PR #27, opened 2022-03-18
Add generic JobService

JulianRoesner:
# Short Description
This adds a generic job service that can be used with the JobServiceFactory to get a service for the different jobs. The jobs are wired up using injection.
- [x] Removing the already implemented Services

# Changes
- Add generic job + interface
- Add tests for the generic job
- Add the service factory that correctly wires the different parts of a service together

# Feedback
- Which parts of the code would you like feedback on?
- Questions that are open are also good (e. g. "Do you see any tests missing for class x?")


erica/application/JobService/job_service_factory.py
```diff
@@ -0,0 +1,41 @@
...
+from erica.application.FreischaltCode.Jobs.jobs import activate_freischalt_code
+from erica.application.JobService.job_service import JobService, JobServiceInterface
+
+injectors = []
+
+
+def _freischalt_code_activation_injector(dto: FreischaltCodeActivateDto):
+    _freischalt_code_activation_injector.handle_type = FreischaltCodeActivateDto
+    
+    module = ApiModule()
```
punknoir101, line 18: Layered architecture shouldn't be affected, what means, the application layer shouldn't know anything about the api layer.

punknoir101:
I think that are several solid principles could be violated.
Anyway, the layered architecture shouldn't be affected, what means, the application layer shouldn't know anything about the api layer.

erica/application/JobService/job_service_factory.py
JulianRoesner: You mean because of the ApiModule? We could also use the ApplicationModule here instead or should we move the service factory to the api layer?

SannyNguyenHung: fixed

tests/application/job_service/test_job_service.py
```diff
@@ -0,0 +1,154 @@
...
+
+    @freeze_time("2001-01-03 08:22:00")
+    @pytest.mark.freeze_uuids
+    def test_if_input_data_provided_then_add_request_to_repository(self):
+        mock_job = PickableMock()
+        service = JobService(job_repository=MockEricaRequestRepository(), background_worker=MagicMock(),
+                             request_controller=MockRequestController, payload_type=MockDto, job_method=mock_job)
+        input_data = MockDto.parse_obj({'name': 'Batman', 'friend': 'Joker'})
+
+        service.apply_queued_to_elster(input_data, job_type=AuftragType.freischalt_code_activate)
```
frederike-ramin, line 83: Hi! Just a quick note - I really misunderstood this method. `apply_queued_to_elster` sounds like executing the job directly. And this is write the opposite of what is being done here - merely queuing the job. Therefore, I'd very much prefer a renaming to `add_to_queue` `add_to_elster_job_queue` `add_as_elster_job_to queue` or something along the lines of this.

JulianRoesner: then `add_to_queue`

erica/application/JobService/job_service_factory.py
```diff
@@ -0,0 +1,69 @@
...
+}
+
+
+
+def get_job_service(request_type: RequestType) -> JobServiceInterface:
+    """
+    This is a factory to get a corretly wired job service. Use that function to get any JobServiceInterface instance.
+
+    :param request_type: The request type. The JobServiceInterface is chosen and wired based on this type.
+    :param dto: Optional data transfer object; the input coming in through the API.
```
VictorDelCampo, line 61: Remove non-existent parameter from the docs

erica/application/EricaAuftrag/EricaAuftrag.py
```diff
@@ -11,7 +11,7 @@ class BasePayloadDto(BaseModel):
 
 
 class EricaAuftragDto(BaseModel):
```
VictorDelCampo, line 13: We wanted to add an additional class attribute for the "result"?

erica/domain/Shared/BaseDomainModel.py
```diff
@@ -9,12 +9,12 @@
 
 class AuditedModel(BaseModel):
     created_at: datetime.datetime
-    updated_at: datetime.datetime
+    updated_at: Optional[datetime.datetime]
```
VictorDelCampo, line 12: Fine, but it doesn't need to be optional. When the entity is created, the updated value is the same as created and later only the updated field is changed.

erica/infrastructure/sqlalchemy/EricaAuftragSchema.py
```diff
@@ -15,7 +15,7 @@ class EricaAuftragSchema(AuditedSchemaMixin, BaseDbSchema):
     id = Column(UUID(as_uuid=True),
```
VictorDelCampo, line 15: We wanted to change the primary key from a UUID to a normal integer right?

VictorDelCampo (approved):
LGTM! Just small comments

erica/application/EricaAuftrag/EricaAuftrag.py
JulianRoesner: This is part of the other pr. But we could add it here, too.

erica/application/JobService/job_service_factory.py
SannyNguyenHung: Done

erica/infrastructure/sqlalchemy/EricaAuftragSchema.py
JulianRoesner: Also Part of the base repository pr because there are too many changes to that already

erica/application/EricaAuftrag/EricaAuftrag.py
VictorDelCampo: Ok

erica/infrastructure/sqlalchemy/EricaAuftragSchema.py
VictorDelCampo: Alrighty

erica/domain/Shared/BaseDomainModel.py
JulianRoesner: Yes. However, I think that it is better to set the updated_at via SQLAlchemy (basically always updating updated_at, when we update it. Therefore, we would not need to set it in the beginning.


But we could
□ □ □ □ □
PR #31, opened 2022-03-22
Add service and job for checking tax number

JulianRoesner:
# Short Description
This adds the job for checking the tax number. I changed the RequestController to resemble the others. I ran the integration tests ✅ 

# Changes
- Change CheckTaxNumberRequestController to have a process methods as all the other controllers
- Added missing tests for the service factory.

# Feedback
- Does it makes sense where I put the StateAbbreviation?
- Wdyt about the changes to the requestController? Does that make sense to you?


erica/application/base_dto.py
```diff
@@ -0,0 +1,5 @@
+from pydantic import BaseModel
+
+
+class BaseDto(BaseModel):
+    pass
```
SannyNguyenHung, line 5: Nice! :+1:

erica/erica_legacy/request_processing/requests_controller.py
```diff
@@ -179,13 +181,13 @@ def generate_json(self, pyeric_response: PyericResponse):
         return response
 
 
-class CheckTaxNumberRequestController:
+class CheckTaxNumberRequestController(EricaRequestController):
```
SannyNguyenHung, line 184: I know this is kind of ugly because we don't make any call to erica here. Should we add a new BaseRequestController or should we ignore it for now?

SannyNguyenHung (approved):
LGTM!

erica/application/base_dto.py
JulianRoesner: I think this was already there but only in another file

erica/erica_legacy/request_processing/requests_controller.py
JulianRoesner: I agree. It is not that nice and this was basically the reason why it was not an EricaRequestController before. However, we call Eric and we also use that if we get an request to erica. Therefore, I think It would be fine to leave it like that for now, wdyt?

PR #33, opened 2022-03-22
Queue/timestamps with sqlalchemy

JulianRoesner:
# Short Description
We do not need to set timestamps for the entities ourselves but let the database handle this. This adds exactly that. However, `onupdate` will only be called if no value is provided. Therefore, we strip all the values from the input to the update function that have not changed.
□ □ □ □ □
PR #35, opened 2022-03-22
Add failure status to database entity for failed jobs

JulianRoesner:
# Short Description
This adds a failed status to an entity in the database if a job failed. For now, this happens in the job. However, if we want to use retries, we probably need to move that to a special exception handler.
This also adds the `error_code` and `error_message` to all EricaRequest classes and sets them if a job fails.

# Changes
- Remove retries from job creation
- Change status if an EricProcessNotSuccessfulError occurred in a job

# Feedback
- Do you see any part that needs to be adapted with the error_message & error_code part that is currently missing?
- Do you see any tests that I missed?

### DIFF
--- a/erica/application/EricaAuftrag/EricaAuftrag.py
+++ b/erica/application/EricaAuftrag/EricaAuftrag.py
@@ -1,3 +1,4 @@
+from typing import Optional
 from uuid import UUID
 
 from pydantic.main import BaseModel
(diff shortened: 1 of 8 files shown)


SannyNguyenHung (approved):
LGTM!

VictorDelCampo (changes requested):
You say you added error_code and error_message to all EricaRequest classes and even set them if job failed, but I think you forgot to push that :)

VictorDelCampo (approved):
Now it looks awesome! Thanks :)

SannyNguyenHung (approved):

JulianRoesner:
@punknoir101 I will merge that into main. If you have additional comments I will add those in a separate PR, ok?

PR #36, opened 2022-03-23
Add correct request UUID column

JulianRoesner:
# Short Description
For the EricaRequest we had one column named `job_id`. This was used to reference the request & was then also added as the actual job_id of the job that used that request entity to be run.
□ □ □ □ □
_Directions_
Looking at the entries, state how many lines hold the string "pydantic", with the number as the sole reply.

_Exercise solution_
2